(The data begins)

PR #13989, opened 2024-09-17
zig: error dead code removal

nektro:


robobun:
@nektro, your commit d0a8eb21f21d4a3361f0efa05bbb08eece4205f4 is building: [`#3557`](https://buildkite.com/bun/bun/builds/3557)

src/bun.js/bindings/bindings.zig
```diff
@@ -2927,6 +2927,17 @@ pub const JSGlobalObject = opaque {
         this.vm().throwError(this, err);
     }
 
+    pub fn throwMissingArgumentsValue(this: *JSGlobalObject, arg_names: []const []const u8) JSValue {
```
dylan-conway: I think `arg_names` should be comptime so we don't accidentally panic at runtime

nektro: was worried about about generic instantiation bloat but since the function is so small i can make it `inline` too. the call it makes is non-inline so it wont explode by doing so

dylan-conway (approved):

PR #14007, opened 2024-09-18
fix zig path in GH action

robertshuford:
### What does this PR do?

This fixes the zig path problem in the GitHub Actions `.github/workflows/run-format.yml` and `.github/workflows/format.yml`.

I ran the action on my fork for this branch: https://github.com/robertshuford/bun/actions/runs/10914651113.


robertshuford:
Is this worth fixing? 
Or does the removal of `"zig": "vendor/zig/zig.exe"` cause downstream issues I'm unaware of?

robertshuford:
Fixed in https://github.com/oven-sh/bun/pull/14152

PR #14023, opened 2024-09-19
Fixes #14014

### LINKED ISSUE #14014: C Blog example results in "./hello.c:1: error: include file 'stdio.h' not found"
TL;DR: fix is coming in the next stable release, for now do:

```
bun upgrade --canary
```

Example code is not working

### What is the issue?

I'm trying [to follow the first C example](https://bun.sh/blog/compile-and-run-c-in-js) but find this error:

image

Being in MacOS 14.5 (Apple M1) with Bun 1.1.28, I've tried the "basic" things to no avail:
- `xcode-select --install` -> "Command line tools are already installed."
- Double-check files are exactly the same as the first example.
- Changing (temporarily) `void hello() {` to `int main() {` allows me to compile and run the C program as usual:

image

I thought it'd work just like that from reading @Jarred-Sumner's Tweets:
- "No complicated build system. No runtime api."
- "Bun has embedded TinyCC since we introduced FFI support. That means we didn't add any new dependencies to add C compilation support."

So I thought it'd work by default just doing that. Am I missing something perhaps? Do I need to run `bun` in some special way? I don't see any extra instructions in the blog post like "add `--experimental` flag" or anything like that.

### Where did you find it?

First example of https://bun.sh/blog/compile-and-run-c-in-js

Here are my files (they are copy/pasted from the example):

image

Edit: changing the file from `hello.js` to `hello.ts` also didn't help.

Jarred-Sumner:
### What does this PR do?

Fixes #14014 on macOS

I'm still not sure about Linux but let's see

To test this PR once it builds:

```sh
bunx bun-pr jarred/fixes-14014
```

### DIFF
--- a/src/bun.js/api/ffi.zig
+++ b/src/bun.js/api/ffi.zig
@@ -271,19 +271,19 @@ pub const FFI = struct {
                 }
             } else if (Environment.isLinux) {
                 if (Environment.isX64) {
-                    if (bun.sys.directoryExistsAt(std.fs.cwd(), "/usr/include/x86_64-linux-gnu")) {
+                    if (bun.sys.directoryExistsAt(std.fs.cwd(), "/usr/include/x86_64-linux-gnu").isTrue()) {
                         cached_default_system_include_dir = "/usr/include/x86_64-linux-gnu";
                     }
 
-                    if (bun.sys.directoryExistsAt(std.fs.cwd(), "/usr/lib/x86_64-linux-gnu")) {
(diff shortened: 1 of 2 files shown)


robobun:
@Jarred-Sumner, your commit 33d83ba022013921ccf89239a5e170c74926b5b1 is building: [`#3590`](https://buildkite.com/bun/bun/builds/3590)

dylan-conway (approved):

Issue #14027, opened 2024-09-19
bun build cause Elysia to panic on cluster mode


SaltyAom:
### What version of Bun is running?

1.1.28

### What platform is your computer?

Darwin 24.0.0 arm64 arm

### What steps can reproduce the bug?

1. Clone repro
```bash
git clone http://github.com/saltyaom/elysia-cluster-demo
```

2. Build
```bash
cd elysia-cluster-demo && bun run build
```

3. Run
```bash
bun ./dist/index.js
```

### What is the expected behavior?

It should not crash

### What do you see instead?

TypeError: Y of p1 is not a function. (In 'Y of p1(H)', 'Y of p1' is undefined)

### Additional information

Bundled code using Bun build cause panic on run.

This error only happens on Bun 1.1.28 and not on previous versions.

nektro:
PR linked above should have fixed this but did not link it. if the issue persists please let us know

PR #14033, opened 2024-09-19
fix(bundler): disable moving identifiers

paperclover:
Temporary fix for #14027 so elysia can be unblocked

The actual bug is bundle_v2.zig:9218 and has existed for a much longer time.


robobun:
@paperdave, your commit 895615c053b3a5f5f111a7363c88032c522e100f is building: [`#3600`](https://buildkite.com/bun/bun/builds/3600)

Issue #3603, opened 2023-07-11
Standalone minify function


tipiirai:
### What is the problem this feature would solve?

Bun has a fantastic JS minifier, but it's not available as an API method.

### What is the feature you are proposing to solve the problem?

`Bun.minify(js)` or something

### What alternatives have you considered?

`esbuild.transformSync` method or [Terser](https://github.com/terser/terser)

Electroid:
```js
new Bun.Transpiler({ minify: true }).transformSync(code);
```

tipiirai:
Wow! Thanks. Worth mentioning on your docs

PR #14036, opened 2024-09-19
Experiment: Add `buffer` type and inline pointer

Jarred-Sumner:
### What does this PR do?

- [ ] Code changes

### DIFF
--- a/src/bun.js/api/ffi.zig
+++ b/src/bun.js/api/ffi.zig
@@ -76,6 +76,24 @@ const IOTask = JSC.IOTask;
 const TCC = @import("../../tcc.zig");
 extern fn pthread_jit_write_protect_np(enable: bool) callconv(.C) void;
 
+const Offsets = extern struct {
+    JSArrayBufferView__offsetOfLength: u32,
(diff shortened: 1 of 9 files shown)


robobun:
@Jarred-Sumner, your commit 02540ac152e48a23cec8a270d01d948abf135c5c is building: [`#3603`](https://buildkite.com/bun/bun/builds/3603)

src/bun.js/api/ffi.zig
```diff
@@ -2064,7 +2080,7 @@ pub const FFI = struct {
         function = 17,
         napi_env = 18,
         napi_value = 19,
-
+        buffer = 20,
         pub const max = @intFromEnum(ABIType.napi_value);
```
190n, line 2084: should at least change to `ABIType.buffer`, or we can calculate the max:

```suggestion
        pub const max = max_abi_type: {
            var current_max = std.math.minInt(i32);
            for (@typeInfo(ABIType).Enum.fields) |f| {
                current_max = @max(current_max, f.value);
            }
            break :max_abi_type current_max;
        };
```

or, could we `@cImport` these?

(The data ends)

_Brief_
Each line above that contains the string "doing" should be identified and copied.

_Task result_
nektro: was worried about about generic instantiation bloat but since the function is so small i can make it `inline` too. the call it makes is non-inline so it wont explode by doing so
So I thought it'd work by default just doing that. Am I missing something perhaps? Do I need to run `bun` in some special way? I don't see any extra instructions in the blog post like "add `--experimental` flag" or anything like that.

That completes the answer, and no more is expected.